Number of ways of selecting k items in non-decreasing order from a group of n items, where repetition is allowed

Question

Consider the given situation:

We're given an array of numbers from 1 to $n$. Now, we want to find the number of ways to select $k$ numbers from the $n$ numbers, such that these are in non-decreasing order. Plus repetition is allowed.

Therefore, all items are not identical.

Example: Say $n=4$, and $k=3$, then we have $\{1,2,3,4\}$, from which we have to select $3$ numbers which must be in non-decreasing order. So, we can have: $\{1,1,1\},...,\{1,1,2\},...,\{1,2,3\},...,\{2,2,4\},...,\{4,4,4\}$ et cetera.

So the crux here is that we have ordering of elements at play too.

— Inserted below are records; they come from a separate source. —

PR #2281, opened 2020-06-11
Index to grouped data frame using `Dict`s

pdeffebach:
Following discussion in #2265, this is the better strategy. 

This PR so far has the implementation and docs, but no tests.


src/groupeddataframe/groupeddataframe.jl
```diff
@@ -323,6 +323,20 @@ function Base.to_index(gd::GroupedDataFrame, key::NamedTuple{N}) where {N}
     return Base.to_index(gd, Tuple(key))
 end
 
+function _dict_to_tuple(key::Dict{T, S}, gd) where {T, S}
+    t = ntuple(length(gd.cols)) do i 
+        key[T(_names(gd)[i])]
```
bkamins, line 328: We should access columns of appropriate index (also make sure this is tested when e.g. columns 5,3, and 7 are grouping columns in the order I have given)
```suggestion
        key[T(_names(gd)[gd.cols[i]])]
```

src/groupeddataframe/groupeddataframe.jl
```diff
@@ -323,6 +323,20 @@ function Base.to_index(gd::GroupedDataFrame, key::NamedTuple{N}) where {N}
...
+    end
+end
+
+function Base.to_index(gd::GroupedDataFrame, key::Dict{T, S}) where {T<:Union{Symbol, <:AbstractString}, S}
```
bkamins, line 332: We should not allow mixing `Symbol`s and strings I think:
```suggestion
function Base.to_index(gd::GroupedDataFrame, key::Union{Dict{Symbol},Dict{<:AbstractString}})
```

src/groupeddataframe/groupeddataframe.jl
```diff
@@ -323,6 +323,20 @@ function Base.to_index(gd::GroupedDataFrame, key::NamedTuple{N}) where {N}
     return Base.to_index(gd, Tuple(key))
 end
 
+function _dict_to_tuple(key::Dict{T, S}, gd) where {T, S}
```
bkamins, line 326: As below I think it is better to be stricter just to be sure all works OK.
```suggestion
function _dict_to_tuple(key::Union{Dict{Symbol},Dict{<:AbstractString}} , gd)
    T = keytype(d)
```

src/groupeddataframe/groupeddataframe.jl
```diff
@@ -323,6 +323,20 @@ function Base.to_index(gd::GroupedDataFrame, key::NamedTuple{N}) where {N}
...
+    t = ntuple(length(gd.cols)) do i 
+        key[T(_names(gd)[i])]
+    end
+end
+
+function Base.to_index(gd::GroupedDataFrame, key::Dict{T, S}) where {T<:Union{Symbol, <:AbstractString}, S}
+    if length(key) != length(gd.cols) || any(Symbol(n) ∉ _names(gd) for n in keys(key))
```
bkamins, line 333: The second test was incorrect as commented above
```suggestion
    if length(key) != length(gd.cols)
```
Also I think we do not need it as if the key is not found we will get an error trying to retrieve it in `_dict_to_tuple`. Finally I would move the `length`-check to `_dict_to_tuple` to avoid code duplication in `haskey`.

src/groupeddataframe/groupeddataframe.jl
```diff
@@ -508,6 +522,14 @@ function Base.haskey(gd::GroupedDataFrame, key::NamedTuple{N}) where {N}
     return haskey(gd, Tuple(key))
 end
 
+function Base.haskey(gd::GroupedDataFrame, key::Dict{T, S}) where {T<:Union{Symbol, <:AbstractString}, S}
+    if length(key) != length(gd.cols) || any(Symbol(n) ∉ _names(gd) for n in keys(key))
```
bkamins, line 526: As commented above - if we move this code to `_dict_to_tuple` then we will not have code duplication.

bkamins:
Thank you for the fix. The design looks good to me. I have left some comments. Also `function Base.to_index(gd::GroupedDataFrame, idxs::AbstractVector{T}) where {T}` needs to be updated to allow `Dict`.

src/groupeddataframe/groupeddataframe.jl
```diff
@@ -323,6 +323,21 @@ function Base.to_index(gd::GroupedDataFrame, key::NamedTuple{N}) where {N}
...
 
+function _dict_to_tuple(key::Union{Dict{Symbol},Dict{<:AbstractString}} , gd)
+    T = keytype(d)
+    t = ntuple(length(gd.cols)) do i 
+        key[T(_names(gd)[gd.cols[i]])]
+    end
+end
+
+function Base.to_index(gd::GroupedDataFrame, key::Union{Dict{Symbol},Dict{<:AbstractString}})
+    if length(key) != length(gd.cols)
```
bkamins, line 334: this check should go to `_dict_to_tuple`.

src/groupeddataframe/groupeddataframe.jl
bkamins: I am unresolving this because this check is incorrect. Also if you move the `if` in `to_index` to `_dict_to_tuple` it will not be needed at all.

bkamins:
As I have commented earlier this https://github.com/JuliaData/DataFrames.jl/pull/2281/files#diff-6349421a054bb7e74b7f27ae86304cbaR342 also should be fixed.

pdeffebach:
Sorry about that. Was fixing them but got distracted. 

Should be ready for another review. I added a `Dict` method where the keys are `String`s by default. Then I added a bunch of tests.

src/groupeddataframe/groupeddataframe.jl
```diff
@@ -323,6 +323,21 @@ function Base.to_index(gd::GroupedDataFrame, key::NamedTuple{N}) where {N}
     return Base.to_index(gd, Tuple(key))
 end
 
+function _dict_to_tuple(key::Union{Dict{Symbol},Dict{<:AbstractString}} , gd)
+    if length(key) != length(gd.cols)
+        throw(KeyError(key))
+    end
+
+    T = keytype(key)
```
bkamins, line 331: This is needed as for strings we need to have a type that is able to perform the conversion described below
```suggestion
    T = keytype(key) <: Symbol ? Symbol : String
```
This assumes that a `Dict` with any string keys should be able to handle getting `String` input (@nalimilan - do you think it is safe to assume; maybe some strange custom `AbstractStrings` with non UTF-8 encoding would fail here?).

src/groupeddataframe/groupeddataframe.jl
```diff
@@ -508,6 +525,14 @@ function Base.haskey(gd::GroupedDataFrame, key::NamedTuple{N}) where {N}
     return haskey(gd, Tuple(key))
 end
 
+function Base.haskey(gd::GroupedDataFrame, key::Union{Dict{Symbol},Dict{<:AbstractString}})
+    if any(Symbol(n) ∉ _names(gd) for n in keys(key))
```
bkamins, line 529: this is now not needed, as it is handled in `_dict_to_tuple`

src/groupeddataframe/groupeddataframe.jl
```diff
@@ -517,7 +542,8 @@ Base.haskey(gd::GroupedDataFrame, key::Union{Signed,Unsigned}) =
 Get a group based on the values of the grouping columns.
 
 `key` may be a `NamedTuple` or `Tuple` of grouping column values (in the same
-order as the `cols` argument to `groupby`).
+order as the `cols` argument to `groupby`). It may also be a `Dict`, in which case the
```
bkamins, line 545: maybe add what types for keys of `Dict` are allowed?

test/grouping.jl
```diff
@@ -1339,6 +1339,13 @@ end
         @test gd[NamedTuple(key)] ≅ gd[i]
         # Plain tuple
         @test gd[Tuple(key)] ≅ gd[i]
+        # Dict, with `String` as default
```
bkamins, line 1342: Please add some tests for `Dict` where `keytype` is `AbstractString` and `SubString` (to check my fix above).

src/groupeddataframe/groupeddataframe.jl
```diff
@@ -345,6 +360,8 @@ function Base.to_index(gd::GroupedDataFrame, idxs::AbstractVector{T}) where {T}
         Tuple
     elseif E1 <: NamedTuple
         NamedTuple
+    elseif E1 <: Dict
+        Dict
```
bkamins, line 364: This means we allow mixing `Dict`s with different signatures, but maybe it is OK? What do you think.
If we allow it please add test that something like: `[Dict(:a=>1), Dict("a"=>2)]` (appropriately adjusted) passes.

src/groupeddataframe/groupeddataframe.jl
```diff
@@ -303,7 +303,7 @@ Base.getindex(gd::GroupedDataFrame, idx...) =
     getindex(gd, Base.to_indices(gd, idx)...)
 
 # The allowed key types for dictionary-like indexing
-const GroupKeyTypes = Union{GroupKey, Tuple, NamedTuple}
+const GroupKeyTypes = Union{GroupKey, Tuple, NamedTuple, Dict}
```
bkamins, line 306: Defining it in this way should give a bit better error messages
```suggestion
const GroupKeyTypes = Union{GroupKey, Tuple, NamedTuple, Dict{Symbol}, Dict{<:AbstractString}}
```

src/groupeddataframe/groupeddataframe.jl
bkamins: But even if we keep it (i.e. allowing mixing) I would restrict it to `Union{Dict{Symbol}, Dict{<:AbstractString}}`. This will not change how the code works, but will produce a nicer error message `"Invalid index ...`. Now for invalid `Dict` you will get a `MethodError` when trying to call `to_index` and probably this will confuse users.

pdeffebach: I think it's better to be strict for now. I have added that code that will throw an error for different key types and added a test.

src/groupeddataframe/groupeddataframe.jl
```diff
@@ -561,7 +582,7 @@ julia> get(gd, (:baz,), nothing)
 julia> get(gd, (:qux,), nothing)
 ```
 """
-function Base.get(gd::GroupedDataFrame, key::Union{Tuple, NamedTuple}, default)
+function Base.get(gd::GroupedDataFrame, key::Union{Tuple, NamedTuple, Dict}, default)
```
bkamins, line 585:
```suggestion
function Base.get(gd::GroupedDataFrame, key::Union{Tuple, NamedTuple, Dict{Symbol}, Dict{<:AbstractString}}, default)
```

src/groupeddataframe/groupeddataframe.jl
```diff
@@ -345,6 +360,8 @@ function Base.to_index(gd::GroupedDataFrame, idxs::AbstractVector{T}) where {T}
         Tuple
     elseif E1 <: NamedTuple
         NamedTuple
+    elseif E1 <: Dict
+        Dict{keytype(idx1)}
```
bkamins, line 364:
```suggestion
    elseif E1 <: Dict{Symbol}
        Dict{Symbol}
    elseif E1 <: Dict{<:AbstractString}
        Dict{<:AbstractString}
```

test/grouping.jl
```diff
@@ -1351,17 +1358,23 @@ end
...
     # Out of order
     @test_throws KeyError gd[(b=1, a=:A)]
     @test_throws KeyError gd[(1, :A)]
     # Empty
     @test_throws KeyError gd[()]
     @test_throws KeyError gd[NamedTuple()]
+
+    # Substring and abstractstring
+    @test gd[Dict(SubString("a",1,1) => :A, SubString("b",1,1) => 1)] ≅  gd[1]
+    @test gd[Dict(Test.GenericString("a") => :A, Test.GenericString("b") => 1)] ≅  gd[1]
```
bkamins, line 1377:
```suggestion
    @test gd[Dict(Test.GenericString("a") => :A, "b" => 1)] ≅  gd[1]
```

bkamins:
I have pushed some small things. If CI passes can you please have a final look at it and confirm all is clear and works as intended? Then I think we can approve it (but I will wait with merging for @nalimilan as he has not commented on this API change).

src/groupeddataframe/groupeddataframe.jl
```diff
@@ -267,7 +267,7 @@ function Base.NamedTuple(key::GroupKey)
     N(_groupvalues(parent(key), getfield(key, :idx)))
 end
 Base.Tuple(key::GroupKey) = values(key)
-
+Base.Dict(key::GroupKey) = Dict(String(first(ki)) => last(ki) for ki in pairs(key))
```
nalimilan, line 270: This raises again the question of whether we should use symbols or strings by default... Another place where we had to choose is `eachcol`/`DataFrameColumns`. We should have a general policy about this.

src/groupeddataframe/groupeddataframe.jl
```diff
@@ -323,6 +323,21 @@ function Base.to_index(gd::GroupedDataFrame, key::NamedTuple{N}) where {N}
     return Base.to_index(gd, Tuple(key))
 end
 
+function _dict_to_tuple(key::Union{Dict{Symbol},Dict{<:AbstractString}} , gd)
```
nalimilan, line 326:
```suggestion
function _dict_to_tuple(key::Union{Dict{Symbol}, Dict{<:AbstractString}}, gd)
```

src/groupeddataframe/groupeddataframe.jl
```diff
@@ -303,7 +303,7 @@ Base.getindex(gd::GroupedDataFrame, idx...) =
     getindex(gd, Base.to_indices(gd, idx)...)
 
 # The allowed key types for dictionary-like indexing
-const GroupKeyTypes = Union{GroupKey, Tuple, NamedTuple}
+const GroupKeyTypes = Union{GroupKey, Tuple, NamedTuple, Dict{Symbol}, Dict{<:AbstractString}}
```
nalimilan, line 306: Maybe this should be `AbstractDict`? Same elsewhere.

src/groupeddataframe/groupeddataframe.jl
```diff
@@ -517,7 +539,8 @@ Base.haskey(gd::GroupedDataFrame, key::Union{Signed,Unsigned}) =
 Get a group based on the values of the grouping columns.
 
 `key` may be a `NamedTuple` or `Tuple` of grouping column values (in the same
-order as the `cols` argument to `groupby`).
+order as the `cols` argument to `groupby`). It may also be a `Dict`, with keys that are 
+either `Symbol`s or strings, in which case the order of the arguments does not matter.
```
nalimilan, line 543:
```suggestion
order as the `cols` argument to `groupby`). It may also be a `Dict` with
`Symbol` or string keys, in which case the order of the arguments does not matter. 
```

src/groupeddataframe/groupeddataframe.jl
```diff
@@ -561,7 +584,7 @@ julia> get(gd, (:baz,), nothing)
 julia> get(gd, (:qux,), nothing)
 ```
 """
-function Base.get(gd::GroupedDataFrame, key::Union{Tuple, NamedTuple}, default)
+function Base.get(gd::GroupedDataFrame, key::Union{Tuple, NamedTuple, Dict{Symbol}, Dict{<:AbstractString}}, default)
```
nalimilan, line 587:
```suggestion
function Base.get(gd::GroupedDataFrame, key::GroupKeyTypes, default)
```

src/groupeddataframe/splitapplycombine.jl
```diff
@@ -33,7 +33,8 @@ and combines the result into a data frame).
 which can also be used to get the values of the grouping columns for each group.
 `Tuples` and `NamedTuple`s containing the values of the grouping columns (in the
 same order as the `cols` argument) are also accepted as indices, but this will
-be slower than using the equivalent `GroupKey`.
+be slower than using the equivalent `GroupKey`. Finally, a `Dict` can be used to index
+into a grouped data frame where the keys are column names of the data frame in any order.
```
nalimilan, line 37:
```suggestion
be slower than using the equivalent `GroupKey`. Finally, a `Dict` with
column names as keys can be used (order does not matter in this case).
Note that indexing with `GroupKey` is faster than other methods.
```
(And remove the mention of slower above for tuples and named tuples.)

test/grouping.jl
```diff
@@ -1351,17 +1358,23 @@ end
...
     @test_throws KeyError gd[(:A, 1, 1)]
+    @test_throws KeyError gd[Dict("a" => :A, "b" => 1, "c" => 1)]
     # Out of order
     @test_throws KeyError gd[(b=1, a=:A)]
     @test_throws KeyError gd[(1, :A)]
     # Empty
     @test_throws KeyError gd[()]
     @test_throws KeyError gd[NamedTuple()]
+
+    # Substring and abstractstring
```
nalimilan, line 1375:
```suggestion
    # SubString and AbstractString
```

src/groupeddataframe/groupeddataframe.jl
bkamins: why not. This probably requires a careful consideration if this does not introduce problems though (probably not).

For sure we can provide a conversion from `GroupKey` to a dictionary only for a concrete type (`Dict`).

src/groupeddataframe/groupeddataframe.jl
bkamins: The general policy is to use `Symbol` in this case (which was settled after I looked at this PR).
I know @pdeffebach voted otherwise :smile:, but we should be consistent.

bkamins: Ah - as @nalimilan prompted me - we have not settled the decision in https://github.com/JuliaData/DataFrames.jl/issues/2298#issuecomment-646703922. So first we should decide there and then update this PR accordingly.

src/groupeddataframe/groupeddataframe.jl
pdeffebach: this can be resolved, sorry.

pdeffebach:
I've added `AbstractDict` for this, but am waiting on #2298 for the `String` vs `Symbol` output.

src/groupeddataframe/groupeddataframe.jl
```diff
@@ -323,6 +323,21 @@ function Base.to_index(gd::GroupedDataFrame, key::NamedTuple{N}) where {N}
     return Base.to_index(gd, Tuple(key))
 end
 
+function _dict_to_tuple(key::Union{AbstractDict{Symbol}, AbstractDict{<:AbstractString}}, gd)
+    if length(key) != length(gd.cols)
+        throw(KeyError(key))
+    end
+
+    T = keytype(key) <: Symbol ? Symbol : String
+    t = ntuple(length(gd.cols)) do i
```
bkamins, line 332:
```suggestion
    return ntuple(length(gd.cols)) do i 
```

src/groupeddataframe/groupeddataframe.jl
```diff
@@ -210,7 +210,7 @@ Base.getindex(gd::GroupedDataFrame, idxs::Colon) =
 Key for one of the groups of a [`GroupedDataFrame`](@ref). Contains the values
 of the corresponding grouping columns and behaves similarly to a `NamedTuple`,
 but using it to index its `GroupedDataFrame` is much more effecient than using the
-equivalent `Tuple` or `NamedTuple`.
+equivalent `Tuple`, `NamedTuple`, or `Dict`.
```
bkamins, line 213:
```suggestion
equivalent `Tuple`, `NamedTuple`, or `AbstractDict`.
```

src/groupeddataframe/groupeddataframe.jl
```diff
@@ -399,7 +418,7 @@ end
 Get the set of keys for each group of the `GroupedDataFrame` `gd` as a
 [`GroupKeys`](@ref) object. Each key is a [`GroupKey`](@ref), which behaves like
 a `NamedTuple` holding the values of the grouping columns for a given group.
-Unlike the equivalent `Tuple` and `NamedTuple`, these keys can be used to index
+Unlike the equivalent `Tuple`, `NamedTuple`, and `Dict`, these keys can be used to index
```
bkamins, line 421:
```suggestion
Unlike the equivalent `Tuple`, `NamedTuple`, and `AbstractDict`, these keys can be used to index
```

src/groupeddataframe/groupeddataframe.jl
```diff
@@ -517,7 +539,8 @@ Base.haskey(gd::GroupedDataFrame, key::Union{Signed,Unsigned}) =
 Get a group based on the values of the grouping columns.
 
 `key` may be a `NamedTuple` or `Tuple` of grouping column values (in the same
-order as the `cols` argument to `groupby`).
+order as the `cols` argument to `groupby`). It may also be a `Dict` with
```
bkamins, line 542:
```suggestion
order as the `cols` argument to `groupby`). It may also be a `AbstractDict` with
```

src/groupeddataframe/splitapplycombine.jl
```diff
@@ -33,7 +33,9 @@ and combines the result into a data frame).
 which can also be used to get the values of the grouping columns for each group.
 `Tuples` and `NamedTuple`s containing the values of the grouping columns (in the
 same order as the `cols` argument) are also accepted as indices, but this will
-be slower than using the equivalent `GroupKey`.
+be slower than using the equivalent `GroupKey`. Finally, a `Dict` with
```
bkamins, line 36:
```suggestion
be slower than using the equivalent `GroupKey`. Finally, a `AbstractDict` with
```

src/groupeddataframe/splitapplycombine.jl
```diff
@@ -33,7 +33,9 @@ and combines the result into a data frame).
...
+column names as keys can be used (order does not matter in this case).
```
bkamins, line 37:
```suggestion
column names as keys can be used (order does not matter in this case
even for ordered dictionaries).
```

bkamins:
I think in #2298 we will end up with `Symbol` as the default. But given your comment there let us wait for more feedback. This PR will be merged after the decision in #2298 is made

bkamins:
Given the decision in https://github.com/JuliaData/DataFrames.jl/issues/2298 I think this PR can be finalized following it if you have time. Thank you!

bkamins:
If you feel it would be good to have it can you tell me if you have time to finalize this PR so that we can include it in the coming release?

pdeffebach:
yes, sorry! I have time I will work on it today.

pdeffebach:
I think I may have borked this with a force push that I thought was working well after a `git reset --soft`. 

I will need a bit more time to write tests and make sure the diff is correct and incorporates all previous comments.

bkamins:
OK - thank you for working on it. This is indeed an issue when a PR is stalled for some time. I will review it carefully when you let me know it is ready.

pdeffebach:
This is ready for a review. 

I somehow messed up a lot of this via git. I think I have the commit ready to go now, however, and incorporated the entire previous discussion, whether or not there is a valid git history tying it all together. 

Apologies for this mistake. I know it makes a bit more work for you both.

bkamins:
CI fails on Julia 1.0.

src/groupeddataframe/groupeddataframe.jl
```diff
@@ -387,6 +391,29 @@ function Base.to_index(gd::GroupedDataFrame, key::NamedTuple{N}) where {N}
     return Base.to_index(gd, Tuple(key))
 end
 
+function _dict_to_tuple(key::AbstractDict{<:AbstractString} , gd)
+    T = keytype(key)
+    return ntuple(length(gd.cols)) do i 
+        # Most `<: AbstractString` types do not support constructors from symbols
+        key[T(string(gd.cols[i]))]
```
bkamins, line 398: I would assume this should be enough (If I am right then capturing `T` above is not needed)
```suggestion
        key[string(gd.cols[i])]
```
also why do you prefer `do` syntax here instead of just `i -> key[string(gd.cols[i])]`?

src/groupeddataframe/groupeddataframe.jl
```diff
@@ -387,6 +391,29 @@ function Base.to_index(gd::GroupedDataFrame, key::NamedTuple{N}) where {N}
     return Base.to_index(gd, Tuple(key))
 end
 
+function _dict_to_tuple(key::AbstractDict{<:AbstractString} , gd)
+    T = keytype(key)
```
bkamins, line 395: Also check if `key` does not contain other entries than these in `gd.cols`. It is enough to test length, as other mismatches will be captured by indexing.

src/groupeddataframe/groupeddataframe.jl
```diff
@@ -387,6 +391,29 @@ function Base.to_index(gd::GroupedDataFrame, key::NamedTuple{N}) where {N}
...
+    return ntuple(length(gd.cols)) do i 
+        # Most `<: AbstractString` types do not support constructors from symbols
+        key[T(string(gd.cols[i]))]
+    end
+end
+
+function _dict_to_tuple(key::AbstractDict{Symbol}, gd)
+    T = keytype(key)
+    return ntuple(length(gd.cols)) do i 
+        key[T(gd.cols[i])]
```
bkamins, line 405: here using `T` is not needed for sure, as `gd.cols` contains `Symbols`. Other comments as above

src/groupeddataframe/groupeddataframe.jl
bkamins: ah - you check it below, but I think it would be better to check it in these methods and drop a check in the calling methods (I feel it would be less error prone in the long run).

src/groupeddataframe/groupeddataframe.jl
```diff
@@ -387,6 +391,29 @@ function Base.to_index(gd::GroupedDataFrame, key::NamedTuple{N}) where {N}
...
+    end
+end
+
+function Base.to_index(gd::GroupedDataFrame, key::Union{AbstractDict{Symbol},AbstractDict{<:AbstractString}})
+    if length(key) != length(gd.cols)
+        throw(KeyError(key))
```
bkamins, line 411: if you drop this check here (in favor of `_dict_to_tuple` - this will be a simpler one liner)

src/groupeddataframe/groupeddataframe.jl
```diff
@@ -572,6 +603,14 @@ function Base.haskey(gd::GroupedDataFrame, key::NamedTuple{N}) where {N}
     return haskey(gd, Tuple(key))
 end
 
+function Base.haskey(gd::GroupedDataFrame, key::AbstractDict{T, S}) where {T<:Union{Symbol, <:AbstractString}, S}
```
bkamins, line 606: it seems to me that this should be enough
```suggestion
function Base.haskey(gd::GroupedDataFrame, key::AbstractDict{<:Union{Symbol, AbstractString}})
```

src/groupeddataframe/groupeddataframe.jl
```diff
@@ -572,6 +603,14 @@ function Base.haskey(gd::GroupedDataFrame, key::NamedTuple{N}) where {N}
...
+    if length(key) != length(gd.cols) || any(Symbol(n) ∉ _names(gd) for n in keys(key))
```
bkamins, line 607: this test will not be needed if you move it inside `_dict_to_tuple`.

src/groupeddataframe/groupeddataframe.jl
pdeffebach: It was longer before for some reason. Made in line now.

src/groupeddataframe/groupeddataframe.jl
pdeffebach: Yes. all gone noe.

pdeffebach:
Thanks for the review! Ready for another look.

bkamins:
CI fails on 1.0 and on nightly - can you please have a look what causes this (some `convert` errors, but you know your changes better).

src/groupeddataframe/groupeddataframe.jl
```diff
@@ -328,6 +330,8 @@ Base.convert(::Type{Array{T}}, key::GroupKey) where {T} = Vector{T}(key)
 Base.Array(key::GroupKey) = Vector(key)
 Base.Array{T}(key::GroupKey) where {T} = Vector{T}(key)
 
+Base.Dict(key::GroupKey) = Dict(Symbol(first(ki)) => last(ki) for ki in pairs(key))
```
bkamins, line 333: This should be enough I think as `keys` will produce names as `Symbol` already (maybe this will resolve the CI errors?)
```suggestion
Base.Dict(key::GroupKey) = Dict(pairs(key))
```

src/groupeddataframe/groupeddataframe.jl
```diff
@@ -581,7 +611,8 @@ Base.haskey(gd::GroupedDataFrame, key::Union{Signed,Unsigned}) =
 Get a group based on the values of the grouping columns.
 
 `key` may be a `NamedTuple` or `Tuple` of grouping column values (in the same
-order as the `cols` argument to `groupby`).
+order as the `cols` argument to `groupby`). It may also be an `AbstractDict`, in which case the
```
bkamins, line 614: also please add it can be `GroupKey` as in the implementation you allow it (and I think it is OK to allow it - just please make sure we test also this case)

bkamins:
Also can you please merge this branch with upstream master (it should be easier than rebasing :smile:) and add an entry to NEWS.md?

bkamins:
CI still fails - can you please check the PR on Julia 1.0 and on Julia nightly to check what causes a problem?

Thank you!

pdeffebach:
Works now!

bkamins:
OK - so can you please just merge it with master and add NEWS.md entry please?

@nalimilan - if you do not comment on this I am going to merge this PR after @pdeffebach adds NEWS.md entry and then work on implementing the conclusions from https://github.com/JuliaData/DataFrames.jl/issues/2305 including handling `Dict`.

bkamins (approved):

bkamins:
bump :smile: (I would finish it not to have constantly merge it with master)

pdeffebach:
Thanks for pinging me on this! Slipped through. Thanks for the feedback Milan.

bkamins:
also merge conflicts need resolving

bkamins (approved):

nalimilan (approved):

pdeffebach:
Conflict was just `News.md`. This can be merged.

bkamins:
Thank you!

Assuming we don't have any ordering, then we simply would have $d^k$ as the answer. But when we have ordering, we would have to consider each sequence on it's own. That is where I am confused. I can't check each sequence.

So what should be done here?

I am not looking for a single formula. I just need to know what is the most efficient way of solving this.

Answer 1

Hint: Create a bijection with a process that has ${n+k-1 \choose k} $ ways.

Pick $k$ distinct numbers from $\{ 1, 2, \ldots, n+k - 1\}$ and order them as $ a_1 < a_2 < \ldots < a_k$.
Then, create our desired sequnce via $a_1 , a_2 - 1, a_3 - 2, \ldots, a_k - (k-1) $.
It remains to prove that this is indeed a bijection.